• _EXERCISE_: Find the line in the entries below that contains "PR #379, opened 2024-12-14". Repeat it exactly, and every line after it through the line that contains "4 spaces is".

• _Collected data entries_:
/---

PR #363, opened 2024-12-06
Update async-tools.py with multiple tools calls

damiencorpataux:
Hey there !

I wanted to play with the basics of multiple tools call, here is an update of the example that works for me.

Thank you & Cheers !

### DIFF
--- a/examples/async-tools.py
+++ b/examples/async-tools.py
@@ -14,14 +14,14 @@ def add_two_numbers(a: int, b: int) -> int:
   Returns:
     int: The sum of the two numbers
   """
-  return a + b
+  return float(a) + float(b)
 
 
 def subtract_two_numbers(a: int, b: int) -> int:
   """
   Subtract two numbers
   """
-  return a - b
+  return float(a) - float(b)
 
 
 # Tools can still be manually defined and passed into chat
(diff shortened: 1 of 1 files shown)


damiencorpataux:
Just added casting of the arguments in tools functions.

I ran the updated example again after posting my PR and got an error: `TypeError: unsupported operand type(s) for -: 'str' and 'str'` because `tool.function.arguments` suddenly contained args of type `str`:
```
Prompt: What is three plus one minus two ?
Calling function: subtract_two_numbers
Arguments: {'a': '3', 'b': '1'}
...(TypeError)...
```
instead of `int` (as of my previous runs):
```
Prompt: What is three plus one minus two ?
Calling function: subtract_two_numbers
Arguments: {'a': 3, 'b': 2}
Function called: {'function': 'subtract_two_numbers', 'output': 1}
Final response: To solve the problem, first add 3 and 1, then subtract 2.
```

Here is a cast of the error:
https://asciinema.org/a/Egg7wxg0qEqteWd4DPG4ItB0H

ParthSareen:
Hey @damiencorpataux! Appreciate you PR'ing this. This is a pretty common problem with smaller models as the JSON they produce isn't always consistent with the types provided. This doesn't need to be codified into the example but at some point we'll have structured generation of tools which should get rid of this problem. Hope this helps!

PR #370, opened 2024-12-09
Fix AttributeError in structured-outputs example by adjusting response parsing

tdiprima:
### Description
This PR addresses an issue where the structured-outputs example script throws an `AttributeError` when accessing the `message` field of the `response` object. The root cause is that the `response` object is a dictionary, not an object with attributes.

### Changes Made
1. Replaced `response.message.content` with `response["message"]["content"]` to correctly access the content.
2. Added a raw response printout (`print("Raw Response:", response)`) to help debug unexpected response structures.
3. Included error handling to check for the existence of `message` and `content` keys before attempting to parse the response.
4. Enhanced the readability and formatting of the prompt sent to the `chat` function.

### Code Changes
```python
# Fixed response parsing
if "message" in response and "content" in response["message"]:
    friends_response = FriendList.model_validate_json(response["message"]["content"])
    print(friends_response)
else:
    print("Unexpected response structure:", response)
```

### Steps to Reproduce the Error
1. Run the original `structured-outputs.py` script.
2. Observe the `AttributeError: 'dict' object has no attribute 'message'`.

### Steps to Verify the Fix
1. Replace the original script with the updated code in this PR.
2. Run the script.
3. Verify that the response is successfully parsed and printed without any errors.

### Testing
- Tested locally using the latest version of the `ollama` library.
- Added a print statement to ensure the response structure aligns with expectations.

### DIFF
--- a/examples/structured-outputs.py
+++ b/examples/structured-outputs.py
@@ -1,26 +1,37 @@
 from ollama import chat
 from pydantic import BaseModel
 
-
 # Define the schema for the response
 class FriendInfo(BaseModel):
-  name: str
-  age: int
-  is_available: bool
-
+    name: str
+    age: int
+    is_available: bool
 
 class FriendList(BaseModel):
-  friends: list[FriendInfo]
+    friends: list[FriendInfo]
 
-
-# schema = {'type': 'object', 'properties': {'friends': {'type': 'array', 'items': {'type': 'object', 'properties': {'name': {'type': 'string'}, 'age': {'type': 'integer'}, 'is_available': {'type': 'boolean'}}, 'required': ['name', 'age', 'is_available']}}}, 'required': ['friends']}
+# Send a request to the chat model
 response = chat(
-  model='llama3.1:8b',
-  messages=[{'role': 'user', 'content': 'I have two friends. The first is Ollama 22 years old busy saving the world, and the second is Alonso 23 years old and wants to hang out. Return a list of friends in JSON format'}],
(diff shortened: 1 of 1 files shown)


ParthSareen:
Hey! We shouldn't be getting back a dict as part of the response. What version of ollama-python and ollama are you on? 

`pip show ollama`

tdiprima:
@ParthSareen Hi!  Version: 0.3.3

ParthSareen:
> @ParthSareen Hi!  Version: 0.3.3

Ahhh I think that's where your issue is. We recently updated it so they'd be returned as objects but still be accessible as dicts. 

Could you try to upgrade to `0.4.4`?

Let me know if that fixes it! - good chunk of other examples also use the direct access from an object.

tdiprima:
Thanks for suggesting 0.4.4! That said, I think it’s better to update the code to work across different versions instead of depending on just one. A version-agnostic approach would make the code more flexible and easier for other developers to use without worrying about matching a specific version.

ParthSareen:
> Thanks for suggesting 0.4.4! That said, I think it’s better to update the code to work across different versions instead of depending on just one. A version-agnostic approach would make the code more flexible and easier for other developers to use without worrying about matching a specific version.
> 
> TL;DR: 0.4.4 did fix the original code, but mine works just as well for either version of ollama.

So the old examples do follow that - and if you were on an old version you'd be able to access data like you always have. However for the new examples, it's best to show the most updated practices which is why they're only with the access methods. Hope that makes sense! Do appreciate the contribution and digging into it 😄

PR #373, opened 2024-12-12
fix TypeError for async-structured-outputs.py.

fujitatomoya:


examples/async-structured-outputs.py
```diff
@@ -11,7 +12,7 @@ class FriendInfo(BaseModel):
 
 
 class FriendList(BaseModel):
-  friends: list[FriendInfo]
```
fujitatomoya, line 14: this generates the following error with python 3.8.

```bash
tomoyafujita@~/DVT/03_OSS/github.com/ollama/ollama-python >python ./examples/async-structured-outputs.py
Traceback (most recent call last):
  File "./examples/async-structured-outputs.py", line 14, in <module>
    class FriendList(BaseModel):
  File "./examples/async-structured-outputs.py", line 15, in FriendList
    friends: list[FriendInfo]
TypeError: 'type' object is not subscriptable
```

introduced by https://github.com/ollama/ollama-python/pull/354, see more details for https://peps.python.org/pep-0585/.

fujitatomoya:
@ParthSareen can you take a look at this? just a minor cosmetic fix.

fujitatomoya:
@ParthSareen friendly ping

ParthSareen:
Hi @fujitatomoya thanks for the ping. I did think a bit about this and my take is:
- Python 3.8 is very old
- I would like to have best practices in examples - which means things like using newer patterns and features that the language offers
- It makes sense to leave this in for new examples with typing

Happy to discuss this more but it makes sense to leave this in and have the user update their typing if needed

fujitatomoya:
@ParthSareen 

okay then maybe we should upgrade https://github.com/ollama/ollama-python/blob/4daf4afdb63d01ee0b094426e4abcf0f5af55193/poetry.lock#L8?

current requirement leads to this problem?

ParthSareen:
@fujitatomoya We do support `python3.8` onwards - it's more so that it's recommended to be on a newer version which is why the typing in the examples follows the new methodology. So someone can still use ollama with python3.8 with the old way of doing typing.

fujitatomoya:
okay, this is just a cosmetic fix, not end of the world! thanks!

i just found that following,

https://github.com/ollama/ollama-python/blob/4daf4afdb63d01ee0b094426e4abcf0f5af55193/examples/structured-outputs-image.py#L3

thought that consistency would be better.

ParthSareen:
hmm you're right I didn't realize we weren't doing the new style for that - going to update that :)

Appreciate you bringing this up though! 😄

fujitatomoya:
@ParthSareen 

> it's recommended to be on a newer version which is why the typing in the examples follows the new methodology.

if you want me to patch it above? let me know!

fujitatomoya:
yeah no worries. just an examples but that is likely where the new people start... if we want to recommend the newer version of python, maybe that should be addressed instead.

ParthSareen:
Yeah I agree - although my gut says newer users would be on a newer version of Python. The installs for 3.8 are pretty low too which means that it's not going to be top of mind.

As for the patch - Could you update `structured-ouputs-image.py` to use the new typing methods? Appreciate it!

fujitatomoya:
yeah can do! will ping you once that is ready.

PR #379, opened 2024-12-14
test against real Ollama running in tests

samuelcolvin:
Uses [`ollama-action`](https://github.com/pydantic/ollama-action) which I built for [`pydantic-ai`](https://github.com/pydantic/pydantic-ai) - happy to transfer `ollama-action` to the `ollama` organization if you'd like.

By the way, can I **STRONGLY** encourage you to move the codebase to use 4 spaces for indents, not 2:

4 spaces is the default and almost ubiquitous in Python ecosystem, the switch should be a matter of just configuring ruff and running it.

Using 2 spaces (trivial though it may seem) will put off any experienced Python developer from contributing - exactly the people I guess you want to contribute.

### DIFF
--- a/.github/workflows/test.yaml
+++ b/.github/workflows/test.yaml
@@ -34,3 +34,24 @@ jobs:
           name: pytest-results-${{ matrix.python-version }}
           path: junit/test-results-${{ matrix.python-version }}.xml
         if: ${{ always() }}
+
+  test-live:
+    runs-on: ubuntu-latest
+    timeout-minutes: 10
+    steps:
+      - uses: actions/checkout@v4
+      - run: pipx install poetry
+      - uses: actions/setup-python@v5
+        with:
+          python-version: 3.12
+          cache: poetry
+
+      - run: poetry install --with=dev
+
+      - uses: pydantic/ollama-action@v3
+        with:
+          model: qwen2:0.5b
+
+      - run: poetry run pytest tests/test_live.py -v --durations=100
+        env:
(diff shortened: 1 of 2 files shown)


samuelcolvin:
@mxyng please could you kick off tests here.

akx:
Agreed on the 4 spaces (some of the examples in the readme are 4-spaced anyway, as I noticed via https://github.com/ollama/ollama-python/commit/f7467d8c490a4e7b15b5b2f370bb9b3ed0e1fc3c)...

ParthSareen:
Hey @samuelcolvin - thanks for the PR but I don't think it makes a lot of sense to have testing against a live endpoint these tests. We should have integration tests with mocks or a smoke test but that can live separately from a github runner.
Thanks!

samuelcolvin:
Sorry, but I really don't agree. There's absolutely no way to ensure the library works with ollama unless you actually test against it.

If you build a web app, do you write your unit tests against the actual database, or write mocks and smoke tests and hope for the best?

If this was thousands of lines of code or took 20 minutes to run, I might understand, but it takes 40 seconds once cached, and has a tiny diff.

ParthSareen:
Hi @samuelcolvin. Don't think we'll be supporting this for now. We maintain a pretty strict contract between Ollama and our SDKs and it's something we work to ensure is compatible. Appreciate the recommendation and advice :)

samuelcolvin:
Okay, just out of interest, what's the downside you're worried about?

PR #380, opened 2024-12-14
support a custom HTTPX client in `Client` and `AsyncClient`

samuelcolvin:
As well as allowing a custom httpx client, this also improves type safety in `Client` and `AsyncClient` - previously `self._client` implicitly had type of `None`.

### DIFF
--- a/ollama/_client.py
+++ b/ollama/_client.py
@@ -74,48 +74,54 @@ from ollama._types import (
 T = TypeVar('T')
 
 
-class BaseClient:
+class Client:
+  @overload
   def __init__(
     self,
-    client,
     host: Optional[str] = None,
-    follow_redirects: bool = True,
+    *,
+    follow_redirects: bool | None = None,
     timeout: Any = None,
     headers: Optional[Mapping[str, str]] = None,
-    **kwargs,
+    **httpx_kwargs: Any,
+  ) -> None: ...
+
+  @overload
+  def __init__(
+    self,
+    host: Optional[str] = None,
+    *,
+    client: httpx.Client,
+    headers: Optional[Mapping[str, str]] = None,
+  ) -> None: ...
+
+  def __init__(
+    self,
+    host: Optional[str] = None,
+    *,
+    client: httpx.Client | None = None,
+    follow_redirects: bool | None = None,
+    timeout: Any = None,
+    headers: Optional[Mapping[str, str]] = None,
+    **httpx_kwargs: Any,
   ) -> None:
-    """
-    Creates a httpx client. Default parameters are the same as those defined in httpx
-    except for the following:
-    - `follow_redirects`: True
-    - `timeout`: None
-    `kwargs` are passed to the httpx client.
-    """
+    self._host = _parse_host(host or os.getenv('OLLAMA_HOST'))
+    self._request_headers = _get_headers(headers)
+    if client:
+      assert follow_redirects is None, 'Cannot provide both `client` and `follow_redirects`'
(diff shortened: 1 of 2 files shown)


samuelcolvin:
This is needed for `pydantic-ai` to use this library rather than the OpenAI compatibility layer, see https://github.com/pydantic/pydantic-ai/issues/242.

mxyng:
Thanks for the PR. Can you provide some details in the description of why this change is necessary for `pydantic-ai`?

samuelcolvin:
We would like to reuse a set of http connections (encapsulated in an HTTPX client) when creating Ollama clients, so it's as cheap as possible to create new clients.

Please could you at least kick off tests.

By the way, you can set github to run tests automatically, even for new contributors; this change makes it much more attractive to contribute to the library.

mxyng:
Hi can you fix the tests? ollama-python currently targets 3.8 so the union types `|` are not supported. Please use `typing.Union`

ollama/_client.py
```diff
@@ -74,48 +74,54 @@
 T = TypeVar('T')
 
 
-class BaseClient:
+class Client:
+  @overload
```
mxyng, line 78: These overload aren't necessary since there's no overlap between the client and non-client versions

ollama/_client.py
```diff
@@ -144,22 +152,25 @@ def _request(
...
     stream: bool = False,
     **kwargs,
   ) -> Union[T, Iterator[T]]: ...
 
   def _request(
     self,
     cls: Type[T],
-    *args,
+    method: str,
+    path: str,
```
mxyng, line 165:
```suggestion
    path: str,
    *,
```

ollama/_client.py
```diff
@@ -74,48 +74,54 @@
...
+  ) -> None: ...
 
-  def _request_raw(self, *args, **kwargs):
-    r = self._client.request(*args, **kwargs)
+  def __init__(
+    self,
+    host: Optional[str] = None,
+    *,
+    client: httpx.Client | None = None,
+    follow_redirects: bool | None = None,
```
mxyng, line 103:
```suggestion
    client: Optional[httpx.Client] = None,
    follow_redirects: Optional[bool] = None,
```

mxyng (changes requested):

ollama/_client.py
samuelcolvin: They are to maintain proper typing, the point is you can't pass `client` and `follow_redirects` or `timeout` together. These overloads mean doing so will give a typing error.

ollama/_client.py
samuelcolvin: fixed.

ollama/_client.py
samuelcolvin: fixed

samuelcolvin:
Fixed suggestions I think, by the way it would be easier for contributors and less work for you if you let tests run automatically.

bgeesaman:
Friendly request to please take another peek at this PR. I’m here as a user of pydantic-ai and would love to be able to leverage ollama structured outputs and pydantic-ai for super powered local agents.😀

Really appreciate the hard work from both projects, so thank you all in advance!

rgbkrk:
Likewise on Pydantic AI + Ollama. I was saddened to find out that streaming tool calls don't work with the OpenAI compat layer. Would be nice to use the Ollama bindings directly.

rgbkrk:
Created a follow up PR that tries to make the diff small in hopes we can get this in soon. https://github.com/ollama/ollama-python/pull/618

Issue #375, opened 2024-12-12
Validation error when providing a base64 string to `Image(value=...)` in `Message(images=...)`


daniel-iliesh:
I am encountering a validation error while trying to create a `Message` object with an attached image using the `ollama._types.Message` and `ollama._types.Image` classes. 
According to the documentation, the `Message` constructor’s images parameter should accept a `Sequence[Image]`, and the Image constructor should accept a `str`, `bytes`, or `Path`. 
I am passing a single base64-encoded image string directly to the `Image(value=...)` constructor, but I receive a validation error indicating that the input is being interpreted as an `Image` object rather than a raw `string/bytes/path`.

### What I did:

- Constructed a base64-encoded string of an image.
- Created an `Image` object with `Image(value=my_base64_string)`.
- Passed a list of such `Image` objects into `Message(images=...)`.

### Expected behavior:
The `Message` object should be successfully created with the provided `Image` objects, each initialized from a raw base64 string.

### Actual behavior:
A pydantic validation error is raised:
```
3 validation errors for Image
value.str
  Input should be a valid string ...
value.bytes
  Input should be a valid bytes ...
value.lax-or-strict[path_validator()] 
  Input is not a valid path ...
```
#### Full error:
```
value.str
  Input should be a valid string [type=string_type, input_value=Image(value='iVBORw0KGgoA...nRTIIAAAAASUVORK5CYII='), input_type=Image]
    For further information visit https://errors.pydantic.dev/2.10/v/string_type
value.bytes
  Input should be a valid bytes [type=bytes_type, input_value=Image(value='iVBORw0KGgoA...nRTIIAAAAASUVORK5CYII='), input_type=Image]
    For further information visit https://errors.pydantic.dev/2.10/v/bytes_type
value.lax-or-strict[lax=union[json-or-python[json=function-after[path_validator(), str],python=is-instance[Path]],function-after[path_validator(), str]],strict=json-or-python[json=function-after[path_validator(), str],python=is-instance[Path]]]
  Input is not a valid path for <class 'pathlib.Path'> [type=path_type, input_value=Image(value='iVBORw0KGgoA...nRTIIAAAAASUVORK5CYII='), input_type=Image]
```
The error suggests that the `Image` constructor is somehow receiving another `Image` object instead of a base64 string.

### Additional details:
- I verified that images.values() returns a base64 str.
- I am not double-wrapping the Image objects in my code.
- Using Message(images=[Image(value=my_base64_string)]) triggers the error.

[...]

PR #386, opened 2024-12-17
fix: ensure Image objects can be used directly

akx:
Without the fix in the 2nd commit, `_copy_messages()` would raise a Pydantic error as `Image`s are being wrapped as `Image(value=Image(...))`. 

Related to #384 which exposes the model for general use.

This PR also removes Pillow from testing dependencies; it's not worth it to pull in a dependency just to generate a static 1x1 PNG we already know.


ParthSareen:
Could also be related to #375 - will check this out

ParthSareen:
Hi @akx - should fix some interface mismatch stuff here too so going to work off your PR :) Thanks for your contribution 🫡

PR #390, opened 2024-12-21
bugfix: wrap images correctly

ParthSareen:
There is currently an issue with image serialization and passing in Images as part of the message directly. Works off #386 shoutout to @akx!
Closes:
- https://github.com/ollama/ollama-python/pull/386
- https://github.com/ollama/ollama-python/issues/375


ollama/_client.py
```diff
@@ -189,7 +189,7 @@ def generate(
     stream: Literal[False] = False,
     raw: bool = False,
     format: Optional[Union[Literal['', 'json'], JsonSchemaValue]] = None,
-    images: Optional[Sequence[Union[str, bytes]]] = None,
```
ParthSareen, line 192: Going to revert this change to keep PR scope small for now

jmorganca (approved):

Issue #319, opened 2024-11-09
ollama.generate() with multimodal llama3.2-vision does not pass images array when raw=True


rylativity:
I am using ollama.generate() to process invoice document images. I would like to set `raw=True` so I can specify my own full prompt without it being passed into the default template.

Here is what I would like to be able to do:
```
ollama.generate(model="llama3.2-vision",
   prompt="Describe the contents of the photo",
   raw=True,
   images=[img_bytes]
)
```

However, when I set `raw=True` and pass a prompt and image to the model as shown in the screenshot below, the images array does not appear to get passed to the LLM as evidenced by the model's hallucinated response when asked to describe the image. 
<img width="803" alt="Screenshot 2024-11-09 at 5 37 09 PM" src="https://github.com/user-attachments/assets/a25b54dd-3e00-4ee6-a7bd-7788a6a98247">

In other instances I've even seen it explicitly state "there is no image for me to describe", further suggesting that the images are not making it to the LLM.

The next screenshot (below) shows a response when I set `raw=False` (default arg value) where the model is clearly receiving the image and able to provide an appropriate, expected response.
<img width="803" alt="Screenshot 2024-11-09 at 5 38 13 PM" src="https://github.com/user-attachments/assets/95cf92c5-2b67-4ad8-b862-4b4405fef72b">

I know that additional templating and formatting is being done to the inputs when `raw=False` based on the model's Ollama configuration, but I would think that there should be a way to pass images to a multimodal model when passing the prompt through as raw. 

I also understand that there are peculiarities with multimodal models in Ollama, so Is this a known limitation, is it a bug, or are there additional steps required to pass images alongside a prompt when `raw=True`?

Thanks in advance for your help.

ParthSareen:
Might be better to use the chat interface instead in this case:
```python
import ollama

response = ollama.chat(
    model='llama3.2-vision',
    messages=[{
        'role': 'user',
        'content': 'What is in this image?',
        'images': ['image.jpg']
    }]
)

print(response)
```

Let me know if this helps! I will check it out on the generate end in the meantime :)

ParthSareen:
Dug through our API and the Python SDK - I'd recommend to use the `.chat` functionality even in this case.

[...]

PR #392, opened 2024-12-22
Add support for prepending images to raw prompts and examples

rylativity:
This PR is related to a PR opened against ollama server to address unexpected behavior when passing both `images` and `raw=True` to a generate() call. The issue is described here - https://github.com/ollama/ollama-python/issues/319, and the open PR against ollama server is here - https://github.com/ollama/ollama/pull/8209.

These changes implement the necessary updates to the python client and generate() methods to allow passing an optional bool `prepend_images_to_raw_prompt` keyword argument to the generate() call. As optional, the change is intended to preserve (and not break) existing users. See associated PR against ollama server linked above for details about how this kwarg will work.

This PR also includes a new example titled `multimodal-raw-generate.py` which shows both how to use the proposed `prepend_images_to_raw_prompt` kwarg as well as how to manually place image tags within a raw prompt without the need for `prepend_images_to_raw_prompt`.


ParthSareen:
Hey @rylativity,

Thanks for the PR. I've thought a good bit about this and I think that for 99% of the cases, chat just makes more sense as you can easily transform structured JSON data. As you've already found, swapping out the image tag works for your use case but this is something that can possibly be inconsistent across models and possibly change in the near future. For that reason, going to have to close this one out for now.

Really appreciate you going deep into this though, and happy that you found something which fits your use case!

rylativity:
@ParthSareen in the associated PR to ollama server, I used the same image tags that ollama server already uses when handling images in chat mode - [see here](https://github.com/rylativity/ollama/blob/raw-prompt-images/server/routes.go#L263). Regarding your concern about models using different image tags in the future, these PRs don't add any overhead from that perspective, because the Chat image tags are equally susceptible to those potential changes and would need to be changed anyway. 

This is a different issue, but I might propose a tag lookup based on the model ID being used (all current models would map to `<image>` and others might raise an exception until implemented). 

Regarding the issue I opened the PRs against, I would urge you to consider at least approving the changes to the documentation showing how to pass those image tags in a raw prompt _**and**_ implementing some logic to raise an exception if some unsupported action with raw prompts and images is attempted. 

Right now, the behavior is not documented and will fail silently, which isn't good, but I am open to your opinions and happy to take a stab at implement the proposed changes above or any others that you suggest.

ParthSareen:
Sorry - what I meant to get at was that the responsibility of managing changing tags would be on the server end, managed by us and that's what I'd prefer. 

I think since this is a **raw** mode, it makes sense to not have an extra param and rather allow the user to pass in whatever they want. You are right about having this documented as even though this is a niche use case, it can be useful for certain folks. 
Before we add to the documentation, I would also prefer if we could talk a bit more about what the usage and error handling looks like. Appreciate your PR and convo here!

\---

• _TASK RESPONSE_:
PR #379, opened 2024-12-14
test against real Ollama running in tests

samuelcolvin:
Uses [`ollama-action`](https://github.com/pydantic/ollama-action) which I built for [`pydantic-ai`](https://github.com/pydantic/pydantic-ai) - happy to transfer `ollama-action` to the `ollama` organization if you'd like.

By the way, can I **STRONGLY** encourage you to move the codebase to use 4 spaces for indents, not 2:

4 spaces is the default and almost ubiquitous in Python ecosystem, the switch should be a matter of just configuring ruff and running it.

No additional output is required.